Hechos, no bulos |
18 de abril 2026 - 03:09
Resulta casi fascinante, por lo audaz, que María Jesús Montero haya decidido desembarcar en la campaña andaluza con el grito como única partitura y el añadido bulo del copago sanitario como estandarte. Es una estrategia fallida que subestima la inteligencia de una tierra que ya no se deja tutelar por el miedo. Los andaluces hemos desarrollado una suerte de clarividencia política, un instinto refinado tras décadas de promesas incumplidas, que nos permite detectar la mentira antes incluso de que termine de ser pronunciada. El veredicto de la calle es que no te creemos, María Jesús; sabemos que mientes y, simplemente, aquí ya no cuela. Esa insistencia en agitar el fantasma de un copago inexistente, negado por activa y por pasiva por la gestión serena de Juanma Moreno, choca frontalmente con la realidad de un presupuesto de 16.266 millones de euros, un 45% más elevado que el que ella misma administró. Mientras Montero llega con la estridencia de quien se sabe de paso, manteniendo su acta de diputada en Madrid como si fuera un salvoconducto para huir tras el 17 de mayo, los andaluces observan los datos con la calma de quien ha comparado dos épocas. Ella fue la arquitecta de una sanidad en mínimos, con el gasto por habitante más bajo de España, apenas 1.000 euros, mientras hoy esa inversión ha subido a los 1.600 euros. El contraste no es una opinión política, es una evidencia contable innegable. Frente a la “administración paralela”, los contratos bajo sospecha, el despido de 7700 profesionales y las condenas por cesión ilegal que marcaron su etapa, la gestión de Moreno ha aportado una eficacia libre de máculas judiciales. Es esa integridad la que ha provocado una desbandada de más de 250.000 votantes tradicionales del PSOE hacia el modelo actual; andaluces que han preferido el sosiego de un crecimiento económico del 2,8% al ruido de una candidata que parece haber olvidado que ya no manda sobre una población sumisa.
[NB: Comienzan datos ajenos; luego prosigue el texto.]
PR #409, opened 2024-05-07
Add support for Codeview PDB 2.0 debug directory format

joschock:
Adds support for Codeview PDB 2.0 debug directory format.


m4b (approved):
how hard would it be to add a test?

joschock:
> how hard would it be to add a test?

Is there a test for the existing codeview7 support? I poked a bit, but I didn't see one - but if so, it would be pretty straightforward to extend/modify for CV2. Otherwise, it's slightly more work. If desired, I could push up a subsequent PR with a test...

El electorado andaluz es hoy el más clarividente de España: distingue el temple del nerviosismo. El 17 de mayo, Montero descubrirá que el grito es el último refugio de quien ya no tiene argumentos reales que ofrecer. La mentira no tiene espacio en una tierra que ha decidido ser motor de España y que sabe, perfectamente, quién la hizo retroceder y quién la está haciendo avanzar con hechos, no con bulos.